PR #1844, opened 2021-05-22
docs: Everyday Types

BagchiMB:
The point of this example was to demonstrate functions that only accept a certain set of known values, not showing some sort of typo mistake, therefore I think it is better to show 'top' rather than 'centre' which resembles general world use cases in a better manner.


orta:
Thanks, but this is a very real use-case, as centre is how it would have been done in British English 

https://www.grammarly.com/blog/center-centre/

PR #1854, opened 2021-05-26
Fix typo in Mapped Types

smellyshovel:
Make the code in the code block correspond to its description below.


orta:
Thanks, but the typo is the one in the paragraph (because the other code blocks also uses `OptionsFlags`

smellyshovel:
Screenshot_20210528_232315

This is what I mean. I think we should either change `OptionsFlags<Type>...` in the code block to be `OptionFlags<Type>...` or change the "In this example, `OptionFlags` will take" text to be "In this example, `OptionsFlags` will take" so that the description of the code block could correspond the code block contents.

PR #1861, opened 2021-05-30
Reduce prominence of keyof

Gerrit0:
Mapped types don't have to use keyof, and implying they do is confusing.


orta:
Yeah, alright, I think that's reasonable enough - given that you could have all sorts of ways to get that union made it's good to show that it's not a thing you can only use with `keyof`

PR #1862, opened 2021-05-30
Remove typeof in Spritable example

Oblosys:
The parameter `T` is the return type of the constructor, so it should be an object instead of a class.


Oblosys:
Relevant StackOverflow question: https://stackoverflow.com/questions/67762619/typescript-mixin-constrained-to-typeof-class

SMAKSS (approved):

orta:
Thanks! Lets get this in

PR #1866, opened 2021-05-31
fix const enum output

fkhadra:
This PR fixes the generated output for `const enum`.


orta:
That code sample has `// @showEmit` which means it will output the JS, so I don't think this PR needs to be merged

fkhadra:
You're right, thanks for your feedback. Don't know how I ended up on a page where it was not giving the right output. I'll close the PR.

PR #1868, opened 2021-06-01
fix content: changed code to represent context

alirezaghey:
text implies that ts code from above is compiled to js, while it's still the same ts code


orta:
Thanks! But this code sample had `showEmit` which means it outputs the emitted JS, we want to always rely on the compiler to give this kind of info - so we don't need this PR.

alirezaghey:
I see. I didn't know the typescript code is compiled on the fly. This is much more consistent than manually doing it.

I don't know why but on my end it was showing the uncompiled typescript, without syntax highlighting. It confused me because the following points didn't make sense. As much as I tried now, I was not able to reproduce it. Anyway, thanks.

PR #1877, opened 2021-06-07
Fix `OddNumbersUnderTen` to `PositiveOddNumbersUnderTen`

tjjfvi:
There are infinitely many `OddNumbersUnderTen` 😉


orta:
Heh, why not

PR #1878, opened 2021-06-08
Adds es5 to the module list

orta:
This was missing


orta:
Or not, should be es6

> Invalid value es5 for module. Allowed values: none,commonjs,amd,system,umd,es6,es2015,es2020,esnext

PR #1881, opened 2021-06-10
Adjust "The in operator narrowing" heading level

AliRoshaniDev:
"The in operator narrowing" header must be one step larger to match the other headers on this page. Otherwise the user thinks it is a subheader.


orta:
Agree! Thanks

PR #1882, opened 2021-06-10
Adjust "Enums" + "Less Common Primitives" heading

Arthie:
On the Everyday Types page the section of "null and undefined" also includes "Enums" + "Less Common Primitives" as sub-sections. Is this intentional? The "null and undefined" section title doesn't really make sense for these sub-sections.

I propose moving the  "Enums" + "Less Common Primitives" to separate sections.


orta:
Agree, thanks!

PR #1886, opened 2021-06-11
Adjust three headings on "The Basics" page

AliRoshaniDev:
These headings ("Emitting with Errors" , "noImplicitAny" , "strictNullChecks") must be one step larger to match the other headers on this page. Otherwise the user thinks these are sub-section.


orta:
Cool, thanks

PR #146, opened 2021-10-08
Adding indirect jump resolution

didriklundberg:
This PR should put @adrwes work on indirect jump resolution into the main HolBA repository.

@adrwes, anything we should know before reviewing this?

### DIFF
--- a/examples/ijr/Makefile
+++ b/examples/ijr/Makefile
@@ -1,0 +1,18 @@
+# For compilation and disassembling
+HOLBA_DIR = ../..
+include $(HOLBA_DIR)/scripts/setup/env_check_gcc_arm8.mk
+CROSS =$(HOLBA_GCC_ARM8_CROSS)
+CFLAGS_BAREMETAL = -Iinc -ggdb3 -std=gnu99 -Wall -fno-builtin # -O1
+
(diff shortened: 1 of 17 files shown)


adrwes:
The work mainly consists of two proof-producing procedures: 
* `resolve_indirect_jumps` which "removes" indirect jumps in the input program based on a **proposal of indirect jump targets**. It basically just evaluates `resolve_fully_n`. `resolve_indirect_jumps` is not very efficient since  `resolve_fully_n` transforms the input program in multiple passes.
* `transfer_contract` which transfers a contract from the transformed program to the original one. It checks some conditions and instantiates the main correctness theorem of `resolve_fully_n` (`resolve_fully_n_contract_transfer`). (`prove_and_transfer_contract` also tries to prove the contract using existing infrastructure and logs some things)

The file `examplesScript.sml` contains examples of how the proof-producing procedures can be used.

andreaslindner (approved):
I'm not sure what to comment here. Most of the changes are new files in a new examples directory. We could debate the use of new HOL4 syntax and the use of unicode characters but I feel like this doesn't matter much, especially since it's in this new example directory.

So, looks good to me.

PR #151, opened 2022-05-09
a new eval function with mem rw

ningdongywq:
A new function bir_eval_mem_exe


didriklundberg (approved):
Everything looks good, and it compiles.

PR #152, opened 2022-05-31
Partial correctness unstructured Hoare logic

didriklundberg:


andreaslindner (approved):
Of course this mixes styles in the codebase, because you use the "new" HOL4 syntax. But I think this is no big deal. And otherwise I see nothing controversial from a high-level point of view.

PR #165, opened 2024-03-04
Additional opens in bir_m0_extrasScript

didriklundberg:
Fixes the issues with Cortex-M0-lifting. The problem was that `R_name` from `m0_stepTheory` was treated as a free variable when the theory in question wasn't opened. Since this happened in a forward proof, it wasn't discovered during regular compilation.


palmskog (approved):
Can confirm this makes lifting work again for m0 in `src/tools/lifter/selftest_arm.sml`.

PR #175, opened 2024-03-18
Removed Z3 dependency in main theories

didriklundberg:


palmskog (approved):
Tested this locally, works fine.

PR #176, opened 2024-04-23
Update riscv incr example: end-to-end proof

andreaslindner:


examples/riscv/test-riscv.sml
```diff
@@ -27,15 +28,34 @@ val _ = print_and_check_thm
...
      riscv_swap_pre riscv_swap_post``;
+  
+val _ = print_and_check_thm
+  "incr RISC-V lift theorem"
+  bir_incr_riscv_lift_THM
+  ``
+  bir_is_lifted_prog riscv_bmr (WI_end (0w : word64) (8w : word64))
+   bir_incr_progbin
+   (bir_incr_prog : 'observation_type bir_program_t)
+  ``;
```
palmskog, line 61: How about adding a test for the final `incr` theorem? Some intermediate theorem could also make sense?

palmskog (commented):
Some quick comments, I assume stuff like indenting will be done during cleanup.

palmskog:
@andreaslindner so can I do a small pass on this PR and then approve and merge it? Would be very useful to have some end-to-end proofs as basis, not least when we have a port to the new HOL4.

palmskog (approved):

PR #178, opened 2024-04-29
Refactoring of symbolic execution automation and application to RISC-V examples

palmskog:
This PR defines a simple signature for running symbolic execution on BIR programs and obtaining a resulting general theorem (which holds soundness of the execution, etc.).

The signature function is applied to three examples obtained from RISC-V programs: `incr`, `mod2` and `swap`. There is also cleanup of the symbolic execution theory of each example.


examples/riscv/common/bir_symbLib.sml
```diff
@@ -0,0 +1,53 @@
...
+  open bitTheory;
+  open birs_stepLib;
+  open birs_composeLib;
+  open birs_driveLib;
+  open birs_auxTheory;
+in
+
+fun bir_symb_analysis bprog_tm
+ birs_state_init_lbl birs_stop_lbls
+ bprog_envtyl birs_pcond =
```
andreaslindner, line 17: maybe we could remove the bprog_envtyl and simply compute it from the program "internally"?

andreaslindner: or do we need it outside currently?

andreaslindner:
as far as i can tell it looks good

andreaslindner (approved):
Looks good

PR #182, opened 2024-06-11
always use HolBA_HolSmtLib.Z3_ORACLE_TAC instead of bundled Z3_ORACLE_TAC

palmskog:
This could be the reason for Z3 issues @didriklundberg, or what do you think?


didriklundberg (approved):
Regardless of whether this fixes the problem in question, it seems like sensible clean-up.

PR #187, opened 2024-08-16
CV Computation examples

jules-timmerman:
This is the work I have done regarding cv computation on a fragment of BIR, as well as multiple equivalent definitions of the semantics.
Tell me if you have any idea on more documentation I should add or things should change in the code.
I might add a few things later so I’ll keep it as a draft for now


palmskog:
@jules-timmerman quick small comments:
- no need for a separe `.gitignore`, the global one in HolBA covers everything
- there shouldn't be a separate `.holpath` file, you may have to address relativeness to `HOLBADIR` instead, which is in repo root

examples/compute/Holmakefile
```diff
@@ -0,0 +1,11 @@
+CLINE_OPTIONS = -r
+
+INCLUDES = $(HOLBADIR)/examples/compute/src/theory \
+					 $(HOLBADIR)/examples/compute/test \
+					 $(HOLBADIR)/examples/compute/examples \
```
palmskog, line 5: Could we make running the tests a task in this `Holmakefile`? See https://github.com/kth-step/HolBA/blob/master/examples/riscv/Holmakefile

examples/compute/README.md
```diff
@@ -0,0 +1,60 @@
...
+
+## Remarks
+
+Here are some various remarks about the project :
+  - The `eval` semantics of program isn’t clean.
+  - The conversions in `shared/bir_cv*Lib.sml` should create a theorem by using the input term. Here, we are creating the output theorem from the right side and rewriting it to make the input term appear (but there is no guarantee).
+  - Implementation in the actual HolBA project can be done in two ways :
+    - You either keep the project structure the same and add support for unimplemented operations in the `bir_cv` representation.
+    The representation of HolBA and the `compute` one here are really similar (to a few differences like enforcing typing in environment manipulation).
+    - The other way would be to change the BIR representation in HolBA and use the `bir_cv` representation instead. This would remove translation cost but a lot more rewriting would be necessary.
```
palmskog, line 60: Can we move the TODO items here as well? Maybe under the label "Future work".

palmskog (commented):
Pure tests should ideally live outside of HOL4 theories (`new_theory`/`export_theory`). You can use `Theorem[local]` or the `prove` function to build theorems that are not stored in the HOL4 database. Ideally tests can be rerun again and against using `Holmake test`.

examples/compute/Holmakefile
jules-timmerman: Sorry I had only made it available inside the `examples/compute/examples/`. https://github.com/kth-step/HolBA/pull/187/commits/83c77721111cca5ef28f79a2bc34bddfd340f6b5 should fix this

examples/compute/README.md
jules-timmerman: Done in https://github.com/kth-step/HolBA/pull/187/commits/08cad5c722c930c448acfde3fb3bb691ece67527

examples/compute/Holmakefile
jules-timmerman: Hmmm I’m sorry I misunderstood (again…). You meant the tests should be run from the `Holmakefile`, not the examples (Could be both obviously). 
I’ll check what I can do regarding tests

palmskog: @jules-timmerman building the `examples/*` stuff is already done via the `-r` CLINE_OPTION. It's fine that the examples are in their own `*Script.sml` files and get built like HOL4 theories.

However, I argue that small tests should not be in `*Script.sml` files, but in regular files called something like `test-stuff.sml`, `test-more-stuff.sml`, that live in a relevant directory, which could here be `$(HOLBADIR)/examples/compute`. This ensures they [the tests] are not persisted as theories and can be run from scratch again and again via `Holmake test`.

palmskog: Recall that as long as you open HOL4 core modules:
```sml
open HolKernel boolLib Parse bossLib;
```
you can define theorems and the like using the `prove` function` or `Theorem my_local_thm[local] ...`, without being inside a theory.

If you need some `Definition` to define the local theorem, I argue this definition should live in some non-test HOL4 theory and `open`ed in the `test-*.sml` file.

Does that make it clearer?

jules-timmerman: Okay I understand now thank you very much for your explanation. I’ll try changing that. Sorry for the ugly git history

palmskog: Please feel free to make as many commits as you want, I think we will squash PR to make it a single commit in the HolBA history. The private development repo can have the development history if we need it.

jules-timmerman: Okay I moved the tests in a single file in https://github.com/kth-step/HolBA/pull/187/commits/5c858d2c1019548f6c74fd74ff33ccd9b82fca6e. I think this should be what you had in mind. I’ll add some more unit tests but I don’t think I’ll have a lot so that’s why I only made a single file

palmskog: Looks good to me, thanks!

examples/compute/src/shared/cv/bir_cv_memScript.sml
```diff
@@ -0,0 +1,209 @@
...
+      case  (bitstring_split (size_of_bir_immtype vty) (b2v result)) of
+        | NONE => NONE
+        | SOME vs =>
+        let vs' = (case en of BEnd_LittleEndian => SOME (REVERSE vs)
+                          |  BEnd_BigEndian => SOME vs
+                          |  BEnd_NoEndian => if (n = 1) then SOME vs else NONE) in
+
+        case vs' of NONE => NONE
+                 |  SOME vs'' => SOME (BCVVal_Mem aty vty (bir_cv_update_mmap aty mmap_alist addr vs''))
+   )
```
palmskog, line 107: @jules-timmerman note that you can do `case ... of` on multiple things at once to simplify the code, e.g., 
```sml
    case (FLOOKUP m1 k, FLOOKUP m2 k) of
    | (SOME v1, SOME v2) => SOME $ f v1 v2
    | (f1, f2) => OPTION_CHOICE f1 f2
```

palmskog (approved):

PR #189, opened 2024-09-13
Fixed RISC-V lifter issue with zero register

didriklundberg:


src/tools/lifter/bir_inst_liftingLib.sml
```diff
@@ -1307,7 +1304,7 @@ fun get_patched_step_hex ms_v hex_code =
   (* Lifting an instruction *)
   (**************************)
 
-  (* Lifting single instructings, is the main workhorse of this library.
+  (* Lifting single instructiions, is the main workhorse of this library.
```
palmskog, line 1307:
```suggestion
  (* Support for lifting single instructions constitutes the main workhorse of this library.
```
Fix typo and reformulate.

src/tools/lifter/selftest_riscv.sml
```diff
@@ -156,6 +156,9 @@ val _ = print_msg "\n";
    * memory address in x2 with offset 8 *)
   val _ = riscv_test_hex_print_asm "SW x14, 8(x2)" "00E12423";
 
+  (* Usage of the zero register: ("SW x0, 0(t2)") *)
+  val _ = riscv_test_hex_print_asm "SW x0, 0(t2)" "0003A023";
```
palmskog, line 160:
```suggestion
  val _ = riscv_test_hex_print_asm "SW x0, 0(x2)" "0003A023";
```
Surely the text should follow conventions with `xN` for general purpose registers?

src/theory/tools/lifter/bir_riscv_extrasScript.sml
```diff
@@ -283,7 +287,7 @@ let
   ];
 
   val elim_zero_thm =
-    GEN_ALL (SIMP_CONV (std_ss++wordsLib.WORD_ss) [] ``riscv_mem_store_byte (a+0w) w mmap``);
+    GEN_ALL (SIMP_CONV (std_ss++wordsLib.WORD_ss) [] ``mem_store_byte (a+0w) w mmap``);
```
palmskog, line 290: I thought the `riscv_mem_` functions were necessary? Is there an obvious reason for why no longer needed here?

palmskog (approved):
Looks good to me, but please take a look at comments.

src/tools/lifter/selftest_riscv.sml
didriklundberg: The rest of the file uses the bare names of the registers so I will change this, however `t2` is the [ABI mnemonic](https://github.com/riscv-non-isa/riscv-elf-psabi-doc/blob/master/riscv-cc.adoc#register-convention) of `x7` (also this can be seen in the selftest log), so your suggestion is wrong. The ASM must have been copy-pasted from somewhere.

src/theory/tools/lifter/bir_riscv_extrasScript.sml
didriklundberg: This occurrence makes more sense if you look at what's going on just above: rewriting of the `riscv_mem` functions in terms of `mem_store_byte`. The usage of `riscv_mem_store_byte` was probably an earlier typo.

I did some tests to understand what's going on here, and I think the current usage of `mem_store_byte` should stay.

palmskog (approved):

Issue #414, opened 2015-12-23
Ledger.ApplyDelta should support commit and rollback functionality


srderson:
@jyellick pointed out that the Ledger.ApplyDelta function does not allow him to rollback a delta if the state hash turns out to be incorrect. It would be useful to have the following API available in the ledger.

Ledger.ApplyDeltaBegin(delta)
<test state hash>
Ledger.CommitDelta()
or
Ledger.RollbackDelta()

srderson:
This API is now available.

PR #418, opened 2015-12-28
Ability to rollback applied deltas. Issue #414

srderson:
@manish-sethi This PR is for issue #414. It allows for applied deltas (used during sync) to be rolled back by calling `ledger.ApplyStateDelta` followed by either `ledger.CommitStateDelta` or `ledger.RollbackStateDelta`. This is similar to `ledger.BeginTxBatch`, `ledger.RollbackBatch`, and `ledger.CommitTxBatch`. However, I found a problem.

See the `ledger_test.TestLedgerRollbackWithHash` test in this PR. It does the following
1. Begin a TX batch and manipulate the state
2. Get the hash using `ledger.GetTempStateHash()`
3. Rollback the TX batch
4. Get the hash again using `ledger.GetTempStateHash()`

| Work instructions |
Copy exactly the lines that run from the first line of the data to the line containing "PR #1862, opened 2021-05-30", please, with both ends included and nothing else.

| The completed task |
PR #1844, opened 2021-05-22
docs: Everyday Types

BagchiMB:
The point of this example was to demonstrate functions that only accept a certain set of known values, not showing some sort of typo mistake, therefore I think it is better to show 'top' rather than 'centre' which resembles general world use cases in a better manner.


orta:
Thanks, but this is a very real use-case, as centre is how it would have been done in British English 

https://www.grammarly.com/blog/center-centre/

PR #1854, opened 2021-05-26
Fix typo in Mapped Types

smellyshovel:
Make the code in the code block correspond to its description below.


orta:
Thanks, but the typo is the one in the paragraph (because the other code blocks also uses `OptionsFlags`

smellyshovel:
Screenshot_20210528_232315

This is what I mean. I think we should either change `OptionsFlags<Type>...` in the code block to be `OptionFlags<Type>...` or change the "In this example, `OptionFlags` will take" text to be "In this example, `OptionsFlags` will take" so that the description of the code block could correspond the code block contents.

PR #1861, opened 2021-05-30
Reduce prominence of keyof

Gerrit0:
Mapped types don't have to use keyof, and implying they do is confusing.


orta:
Yeah, alright, I think that's reasonable enough - given that you could have all sorts of ways to get that union made it's good to show that it's not a thing you can only use with `keyof`

PR #1862, opened 2021-05-30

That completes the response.